ASSIGNMENT:
Look through the listing below and report every line that contains "auto".

(RECORDS TO USE begins)

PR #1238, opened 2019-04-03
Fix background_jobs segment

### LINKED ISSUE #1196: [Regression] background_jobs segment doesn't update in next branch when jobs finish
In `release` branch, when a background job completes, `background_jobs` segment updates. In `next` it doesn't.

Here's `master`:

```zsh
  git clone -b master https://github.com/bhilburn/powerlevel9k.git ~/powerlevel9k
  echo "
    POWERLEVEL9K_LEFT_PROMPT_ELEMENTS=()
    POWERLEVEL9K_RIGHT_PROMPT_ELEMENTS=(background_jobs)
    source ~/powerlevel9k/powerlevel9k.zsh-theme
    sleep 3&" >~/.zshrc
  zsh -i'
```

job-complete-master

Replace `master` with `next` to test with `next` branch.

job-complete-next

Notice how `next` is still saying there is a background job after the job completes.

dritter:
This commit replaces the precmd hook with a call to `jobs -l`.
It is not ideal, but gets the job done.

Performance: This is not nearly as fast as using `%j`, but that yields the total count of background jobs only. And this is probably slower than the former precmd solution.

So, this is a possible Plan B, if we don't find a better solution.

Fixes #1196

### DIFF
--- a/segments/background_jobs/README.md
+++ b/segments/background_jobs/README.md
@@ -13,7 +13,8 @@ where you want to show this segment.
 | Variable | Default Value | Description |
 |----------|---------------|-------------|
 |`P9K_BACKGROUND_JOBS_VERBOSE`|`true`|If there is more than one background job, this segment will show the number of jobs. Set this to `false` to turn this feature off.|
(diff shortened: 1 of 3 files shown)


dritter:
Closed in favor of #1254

(RECORDS TO USE ends)
(RECORDS TO USE begins)

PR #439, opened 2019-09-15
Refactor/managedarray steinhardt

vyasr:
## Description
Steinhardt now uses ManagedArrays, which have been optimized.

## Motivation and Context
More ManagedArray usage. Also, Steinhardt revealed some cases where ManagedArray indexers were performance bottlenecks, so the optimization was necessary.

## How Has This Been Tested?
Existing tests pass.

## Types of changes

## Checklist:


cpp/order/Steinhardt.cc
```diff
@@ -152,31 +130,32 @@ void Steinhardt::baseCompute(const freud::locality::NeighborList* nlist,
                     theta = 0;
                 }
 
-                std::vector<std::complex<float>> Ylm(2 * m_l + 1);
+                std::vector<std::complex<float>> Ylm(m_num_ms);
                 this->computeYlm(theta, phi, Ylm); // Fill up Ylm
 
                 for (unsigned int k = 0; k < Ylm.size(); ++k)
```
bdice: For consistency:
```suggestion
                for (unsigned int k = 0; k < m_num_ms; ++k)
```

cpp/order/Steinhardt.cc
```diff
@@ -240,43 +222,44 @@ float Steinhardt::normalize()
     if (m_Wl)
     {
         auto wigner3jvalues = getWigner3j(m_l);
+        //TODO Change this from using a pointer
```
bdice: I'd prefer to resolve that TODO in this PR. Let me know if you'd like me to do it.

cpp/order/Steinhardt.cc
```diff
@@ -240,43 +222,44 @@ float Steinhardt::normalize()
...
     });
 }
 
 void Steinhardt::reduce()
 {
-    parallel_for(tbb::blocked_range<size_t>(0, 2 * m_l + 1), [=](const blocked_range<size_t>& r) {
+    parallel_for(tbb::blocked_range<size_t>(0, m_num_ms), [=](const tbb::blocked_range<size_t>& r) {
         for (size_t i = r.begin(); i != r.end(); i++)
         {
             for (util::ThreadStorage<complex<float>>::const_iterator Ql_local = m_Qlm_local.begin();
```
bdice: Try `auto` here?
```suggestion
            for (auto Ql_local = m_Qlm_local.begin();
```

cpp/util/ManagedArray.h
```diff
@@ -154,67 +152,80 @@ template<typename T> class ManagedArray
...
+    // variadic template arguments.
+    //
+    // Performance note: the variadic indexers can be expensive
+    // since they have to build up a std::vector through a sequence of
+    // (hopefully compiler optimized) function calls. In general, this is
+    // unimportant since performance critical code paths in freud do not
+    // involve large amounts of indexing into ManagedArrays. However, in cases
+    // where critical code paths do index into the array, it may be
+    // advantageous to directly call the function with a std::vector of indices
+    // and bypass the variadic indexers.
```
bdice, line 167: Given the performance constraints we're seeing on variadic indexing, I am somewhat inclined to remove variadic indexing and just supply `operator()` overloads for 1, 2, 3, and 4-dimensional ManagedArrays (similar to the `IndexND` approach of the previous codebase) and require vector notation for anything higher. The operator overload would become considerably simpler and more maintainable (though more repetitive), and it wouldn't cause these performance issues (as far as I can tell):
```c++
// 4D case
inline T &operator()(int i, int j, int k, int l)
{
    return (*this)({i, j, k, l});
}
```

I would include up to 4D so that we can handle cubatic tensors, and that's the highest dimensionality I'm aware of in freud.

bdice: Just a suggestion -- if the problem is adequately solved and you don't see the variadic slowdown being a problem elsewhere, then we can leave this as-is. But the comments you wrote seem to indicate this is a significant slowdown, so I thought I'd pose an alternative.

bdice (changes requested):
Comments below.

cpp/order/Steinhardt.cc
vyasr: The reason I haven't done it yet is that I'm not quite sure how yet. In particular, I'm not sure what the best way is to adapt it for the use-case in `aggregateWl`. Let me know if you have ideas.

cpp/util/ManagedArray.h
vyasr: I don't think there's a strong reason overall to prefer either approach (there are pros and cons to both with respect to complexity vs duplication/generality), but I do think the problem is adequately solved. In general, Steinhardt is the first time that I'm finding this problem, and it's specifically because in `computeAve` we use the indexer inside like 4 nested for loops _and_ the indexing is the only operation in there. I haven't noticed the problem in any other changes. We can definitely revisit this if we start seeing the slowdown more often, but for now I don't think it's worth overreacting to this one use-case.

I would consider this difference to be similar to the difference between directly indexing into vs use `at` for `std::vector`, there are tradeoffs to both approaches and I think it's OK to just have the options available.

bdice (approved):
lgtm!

(RECORDS TO USE ends)

TASK OUTPUT:
         auto wigner3jvalues = getWigner3j(m_l);
bdice: Try `auto` here?
            for (auto Ql_local = m_Qlm_local.begin();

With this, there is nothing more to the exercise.